Jean Foster died at Orange Grove, their winter home, in 1932. Foster died at Bellefontaine in 1945, leaving an estate valued at $527,551.65.

===Bellefontaine===
For the greater part of his long life, Foster resided at Bellefontaine, the classical 18th century-style mansion which he and his wife built, as a holiday 'cottage', between 1896 and 1898, at Lenox, Massachusetts.

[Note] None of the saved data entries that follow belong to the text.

PR #1667, opened 2026-02-03
feat(cli): use backend suggest endpoint

fahreddinozcan:
## Summary
- Replace client-side NOTABLE_SET/SKIP_SET with single API call to `/api/v2/skills/suggest`
- Backend now handles filtering, vector search, and ranking
- Simplify `deps.ts` to only collect dependencies without filtering

### DIFF
--- a/packages/cli/src/types.ts
+++ b/packages/cli/src/types.ts
@@ -194,13 +194,12 @@ export const DEFAULT_CONFIG: C7Config = {
 };
 
 // Suggest endpoint types
-export interface SuggestGroup {
-  dependency: string;
-  skills: SkillSearchResult[];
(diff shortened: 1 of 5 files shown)


packages/cli/src/types.ts
```diff
@@ -142,6 +142,7 @@ export interface ScopeOptions {
 }
 
 export type AddOptions = IDEOptions & ScopeOptions & { all?: boolean };
+export type DiscoverOptions = IDEOptions & ScopeOptions;
```
enesgules: i guess this is an older name, maybe we can call it suggest options? but it's your call

enesgules (approved):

While the Fosters spent their summers at Bellefontaine, they also had a winter home, Orange Grove, Aiken County, South Carolina. After his wife's death there in 1932, Foster sold the house three years later.
During the Fosters' tenure, Bellefontaine became known as one of the great mansions of the gilded age. Designed by the eminent New York architectural firm of Carrere and Hastings, the house was built around an inner courtyard in a simple classic style; its principal facade dominated by a large portico. The design is reputed to be based on that of Ange-Jacques Gabriel's Petit Trianon at Versailles. While there are similarities between the two buildings, the dominating portico with a low upper floor above it, more closely resembles Gabriel's Pavilion de Louveciennes, while the rear facade shares many architectural similarities with the Chateau de Voisins also at Louveciennes.

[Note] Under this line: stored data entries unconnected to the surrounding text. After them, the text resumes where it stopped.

PR #1684, opened 2026-02-03
Remove deprecated downlevelIteration option

RyanCavanaugh:
This option is deprecated in TypeScript 6.0. It doesn't do anything when `target` is `esnext`, so can be safely removed from this config file.


enesgules:
Thank you so much!

enesgules (approved):

PR #1741, opened 2026-02-07
HTTP transport: explicit JSON body limit + optional CORS allowlist

TheodorNEngoy:
Changes:
- Set an explicit Express JSON body limit for the HTTP transport (`express.json({ limit: "1mb" })`).
- Add optional CORS allowlisting via `CONTEXT7_ALLOWED_ORIGINS` (comma-separated). If unset, CORS stays permissive for compatibility.
- Document `CONTEXT7_ALLOWED_ORIGINS` in the developer guide.

Rationale: make the HTTP mode safer-by-default for self-hosting and reduce surprises around request size.

### DIFF
--- a/docs/resources/developer.mdx
+++ b/docs/resources/developer.mdx
@@ -63,6 +63,16 @@ You can use the `CONTEXT7_API_KEY` environment variable instead of passing the `
 - Integration with MCP server setups that use dotenv
 - Tools that prefer environment variable configuration
 
+### HTTP Transport CORS (Optional)
+
+When running with `--transport http`, you can optionally restrict browser origins by setting:
+
+```bash
+CONTEXT7_ALLOWED_ORIGINS="https://chatgpt.com,https://chat.openai.com"
+```
+
+If `CONTEXT7_ALLOWED_ORIGINS` is not set, CORS remains permissive for compatibility.
+
 <Warning>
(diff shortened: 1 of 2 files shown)


fahreddinozcan:
Hey Theodor,

can you please further explain the necessity and motivation of this PR? We don't return random data for response to MCP, so I can guarantee that response limit of 1 mb wouldn't be a case.

Do you have any specific requirement that would need cors? If you self host the mcp server, it's already on your local so no need for cors? If you want to expose your MCP server deployment, you can just use our deployment at https://mcp.context7.com/mcp. 

Anything I miss?

TheodorNEngoy:
Good questions, thanks.

1) The `1mb` limit is for the *incoming request JSON body* (Express’ JSON parser reads the full body into memory). It’s a basic DoS/footgun guard against accidentally accepting arbitrarily large payloads; it does not cap MCP responses.

2) CORS is only relevant for *browser* clients. Even for self-hosting, people sometimes run the HTTP transport on a LAN/remote box or access it from a web UI; permissive `Access-Control-Allow-Origin: *` means any website can read responses if the server is reachable. The allowlist is opt-in via `CONTEXT7_ALLOWED_ORIGINS` and keeps today’s permissive behavior if unset, so existing setups shouldn’t break.

If you’d rather keep the transport minimal, I’m happy to split this into two PRs (body limit only, or drop CORS entirely) based on your preference.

The house was sold, in 1947, together with all its furnishings and 182 acres of land for $80,000. Shortly afterwards a fire gutted its interiors. The interior was rebuilt but not to anywhere near its elegant days of yore. After that, Bellefontaine was again sold to the Sacred Heart Priests and Brothers. The building was used as a minor seminary for boys interested in the priesthood. It was named Immaculate Heart of Mary Seminary. The S.C.J.s built a new attached wing which housed classrooms, rev rooms, a gymnasium, refectory, and a chapel. It was used as a seminary from 1961 until its close in 1978. It was sold to another developer but nothing was done to the beautiful residence. Again it was sold in the early 80s. The new owners demolished the newer buildings and also restored the beautiful sunken garden that Giraud had loved so much. The exterior of the building was restored and the interior was again rebuilt to suit the many clients of Canyon Ranch, which is an elite health spa.